I recently came across this fun probability problem which I’ve dubbed the ‘Sum Over 1’ problem. It goes like this:

On average, how many random draws from the interval [0, 1] are necessary to ensure that their sum exceeds 1?

To answer this question we’ll use some probability theory (probability rules, distribution functions, expected value) and a dash of calculus (integration).

Let’s Begin!

Let \(U_i\) follow a Uniform distribution over the interval \([0, 1]\), where \(i = 1, 2, \ldots\) denotes the \(i^{\text{th}}\) draw. Let \(N\) denote the number of draws such that \(\sum_{i=1}^{N} U_i > 1\) and \(\sum_{i=1}^{N-1} U_i \leq 1\). Thus, \(N\) is a discrete random variable taking values \(n=2,3,\ldots\) (\(n=1\) is impossible because no single draw from \([0, 1]\) can exceed 1). We seek the long-run average, or expected value, of \(N\) denoted \(E(N)\).

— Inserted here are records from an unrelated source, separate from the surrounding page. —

PR #322, opened 2019-12-12
Add validation-api dependency to jersey projects

### LINKED ISSUE #271: automatically add javax validation api dependency if requireNotNullAuthAndBodyParams flag is set
## What happened?
When enabling the `requireNotNullAuthAndBodyParams` flag to generate code with `@NotNull` annotations, in order to actually get validation it's necessary to manually add the `javax.validation:validation-api` dependency manually to the `-jersey` subproject.

## What did you want to happen?
Just like we add conjure-lib, retrofit etc automatically as dependencies in the right places, it'd be if the validation-api dependency was added automatically.

(I tried to take a stab at this, but couldn't figure out the point at which I both have my hands on the generator options but dependencies aren't yet frozen - i.e. my attempt ended in a `org.gradle.api.InvalidUserDataException: cannot change dependencies of configuration ":api:api-jersey:compile" after it has been included in dependency resolution."`)

pkoenig10:
Fixes #271

## Before this PR
Users that want to use `requireNotNullAuthAndBodyParams` have to manually add the `jakarta.validation:jakarta.validation-api` to their Jersey projects.

## After this PR
The `jakarta.validation:jakarta.validation-api` dependency is applied by default to all Jersey projects.

## Possible downsides?
- This dependency is applied even if you aren't using `requireNotNullAuthAndBodyParams`. However the dependency is pretty small and we are planning to make `requireNotNullAuthAndBodyParams` enabled by default (https://github.com/palantir/conjure-java/issues/51).

### DIFF
--- a/changelog/@unreleased/pr-322.v2.yml
+++ b/changelog/@unreleased/pr-322.v2.yml
@@ -1,0 +1,5 @@
+type: improvement
+improvement:
+  description: Jersey API projects now include a dependency on `jakarta.validation:jakarta.validation-api`.
+  links:
+  - https://github.com/palantir/gradle-conjure/pull/322
--- a/gradle-conjure/src/main/java/com/palantir/gradle/conjure/ConjurePlugin.java
+++ b/gradle-conjure/src/main/java/com/palantir/gradle/conjure/ConjurePlugin.java
@@ -341,6 +341,7 @@ public final class ConjurePlugin implements Plugin<Project> {
                 subproj.getDependencies().add("api", project.findProject(objectsProjectName));
                 subproj.getDependencies().add("api", "javax.ws.rs:javax.ws.rs-api");
                 subproj.getDependencies().add("compileOnly", ANNOTATION_API);
+                subproj.getDependencies().add("implementation", "jakarta.validation:jakarta.validation-api");
             });
         }
     }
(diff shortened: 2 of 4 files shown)


ferozco:
I feel like we should avoid automatically adding dependencies especially if they are only needed when a certain feature flag is set. Perhaps we can improve the documentation in conjure-java so that it is clear what users need to do when setting the feature flag.

pkoenig10:
What's the downside of adding this dependency? It's a pretty small dependency that users are very likely pulling in already from another dependency.

In this case I think the bad UX of having to manually add dependencies with feature flags outweighs the cost of the added dependency.

ferozco:
I'd like to avoid adding the dependencies so that gradle-conjure knows as little as possible about conjure-java codegen and so that users that don't use the feature flag do not need to add unnecessary constraints to their versions.props.

This is only an issue for existing repos that adopt the flag since all new repos (at least internally) come with the feature flag and the dependency. Hence, the suggestion to update the docs in conjure-java so people know to do the right thing when changing their codegen

pkoenig10:
I've updated this PR to only add the dependency if the `requireNotNullAuthAndBodyParams` option is set.

pkoenig10:
@ferozco any other comments?

ferozco:
@pkoenig10 as I mentioned before gradle-conjure should be as a decoupled from the generators as possible to prevent any inadvertent breaks as well as avoid requiring lockstep upgrades between the generator and the build tool. I don't think we should go down this route and instead think we should add improve the documentation in conjure-java so that users who adopt a feature flag know how to solve the any compilation breaks that it may cause

robert3005:
@ferozco I think something is backward here. Why does this issue exist only in java but not in case of typescript for instance? Should we reconsider how we integrate gradle with conjure such that generators can output appropriate build files instead of relying on users doing so?

ferozco:
@robert3005 I totally agree it would be cool if conjure-java could emit a definition of what was required to build the code it generates. A while back @dfox and I spent sometime brainstorming solutions but ended up deciding against investing in it since it didn't seem worth the cost. I still agree with that conclusion and don't think we should invest time in solving this particular problem at this time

A good first step for a numerical problem like this is to utilize computer simulations to point us in the right direction.

Simulations with R

Let’s generate, say, 20 random draws from \([0,1]\), \((u_1, \ldots, u_{20})\).

draws <- runif(20)  # vector of u_1, ..., u_20

Consider the partial sums of these draws \((u_1, u_1 + u_2, \sum_{i=1}^3 u_i, \ldots, \sum_{i=1}^{20} u_i)\). If we index this partial sum vector from 1 up to 20, then \(n\) here is simply the index of the first component of this vector whose value exceeds 1. The find_n function accomplishes this for any vector of random draws u:

find_n <- function(u) {
  which(cumsum(u) > 1)[1]  # which partial sum first exceeds 1?
}

n <- find_n(draws)
draws[1:n]
## [1] 0.2858056 0.1689087 0.6259122

In this instance, it took 3 random draws from \([0, 1]\) to sum over 1. We can sample from the probability distribution of \(N\) by repeating this process many more times. The sample_from_N function takes m samples from the distribution of \(N\):

sample_from_N <- function(m) {
  # m-by-20 matrix of random [0,1] draws
  draws <- matrix(runif(m * 20), ncol = 20)
  # for each row of 20 draws, find n
  n.many <- apply(draws, 1, find_n)
  # estimate P(N = n), n = 2, 3, ..., 10
  # (truncated b/c probs are miniscule for n > 10)
  estimated.probs <- table(factor(n.many, levels = 2:10)) / m  
  return(estimated.probs)
}

m <- 1000
approx.N <- sample_from_N(m)  # approximate prob. dist'n of N
approx.N
## 
##     2     3     4     5     6     7     8     9    10 
## 0.514 0.330 0.121 0.026 0.005 0.004 0.000 0.000 0.000

So, we estimate \(P(N = 2)\) by \(\hat{P}(N = 2) = 0.514\), \(P(N = 3)\) by \(\hat{P}(N = 3) = 0.33\), and so forth. Of course, these are just point estimates for \(P(N = n)\), but we can estimate their standard errors as well by running sample_from_N many more times. The approximate probability distribution of \(N\) is depicted below.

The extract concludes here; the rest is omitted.